I am currently debugging a segfault in one of our c++ applications and it gives me a hard time since no core files are generated when the segfault occurs.

After some reading and checking ulimits and so on I can reproduce the case of core files not being generated. It seems somehow to be related with threads. For that purpose I altered our software to artificially generate SEGV:

Now the following pattern emerges

  • SEGV in main thread -> core file is generated
  • SEGV in non-main thread -> no core file is generated

Then in order to not alter the program itself I also tried the same with sending signals.

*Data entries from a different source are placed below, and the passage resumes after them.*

PR #235, opened 2023-07-20
Track websocket consumers, expose them via an admin endpoint, list th…

ericvolp12:
…em in the UI, clean up connections when they stop responding

CleanShot 2023-07-20 at 10 58 20


bgs/bgs.go
```diff
@@ -394,26 +413,86 @@ func (bgs *BGS) EventsHandler(c echo.Context) error {
...
+	defer cleanup()
+
+	// Keep track of the consumer for metrics and admin endpoints
+	consumer := SocketConsumer{
+		RemoteAddr:  c.RealIP(),
+		UserAgent:   c.Request().UserAgent(),
+		ConnectedAt: time.Now(),
+	}
+
+	sentCounter := eventsSentCounter.WithLabelValues(consumer.RemoteAddr, consumer.UserAgent)
```
whyrusleeping, line 459: the cardinality on this metric is probably going to be very high

ericvolp12: I'm guessing it'll be under 10k series initially, basically one series per unique consumer (though repeat consumers will end up using the same series). If it starts to get too high we can try reducing it but I like the idea of remote address and/or user-agent tracking in a visible way.

ericvolp12: Also it'll get GC'd on BGS restart so we don't have a ton of inactive series to track (hopefully).

ericvolp12: We could maybe track it internally at this level and via prometheus only at the RemoteAddr level to start

bgs/bgs.go
```diff
@@ -394,26 +413,86 @@ func (bgs *BGS) EventsHandler(c echo.Context) error {
...
+	consumer.EventsSent = sentCounter
+
+	bgs.consumersLk.Lock()
```
whyrusleeping, line 462: probably deserves a `bgs.registerConsumer()` method

bgs/bgs.go
```diff
@@ -394,26 +413,86 @@ func (bgs *BGS) EventsHandler(c echo.Context) error {
...
+	bgs.nextConsumerID++
+	consumerID := bgs.nextConsumerID
+	bgs.consumers[bgs.nextConsumerID] = &consumer
+	bgs.consumersLk.Unlock()
+
+	// Cleanup the consumer when we're done
+	defer func() {
```
whyrusleeping, line 469: and `bgs.cleanupConsumer()`

ts/bgs-dash/src/components/Consumers/Consumers.tsx
```diff
@@ -0,0 +1,352 @@
+import { ChevronDownIcon, ChevronUpIcon } from "@heroicons/react/24/solid";
```
whyrusleeping, line 1: image

bgs/metrics.go
```diff
@@ -19,3 +19,8 @@ var rebasesCounter = promauto.NewCounterVec(prometheus.CounterOpts{
 	Name: "event_rebases",
 	Help: "The total number of rebase events received",
 }, []string{"pds"})
+
+var eventsSentCounter = promauto.NewCounterVec(prometheus.CounterOpts{
+	Name: "events_sent_counter",
+	Help: "The total number of events sent to consumers",
+}, []string{"remote_addr", "user_agent"})
```
whyrusleeping, line 26: smells like lots of metrics

bgs/bgs.go
whyrusleeping: yeah i guess that seems fine for now, lets just keep an eye on it

whyrusleeping (approved):
LGTM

  • Sending "kill -s SIGSEGV < pid >" -> core file is generated

Then I search und /proc/< pid >/task for a non main thread and took the id

  • Sending "kill -s SIGSEGV < threadid >" -> no core file is generated

Do you know of any thread specific properties that would explain such a behaviour?

I also tried the same code under different OS and this only occurs on our production environment (redhat6) and not under Ubuntu. I am still trying to figure out if it might be related to Debug/Non-Debug builds.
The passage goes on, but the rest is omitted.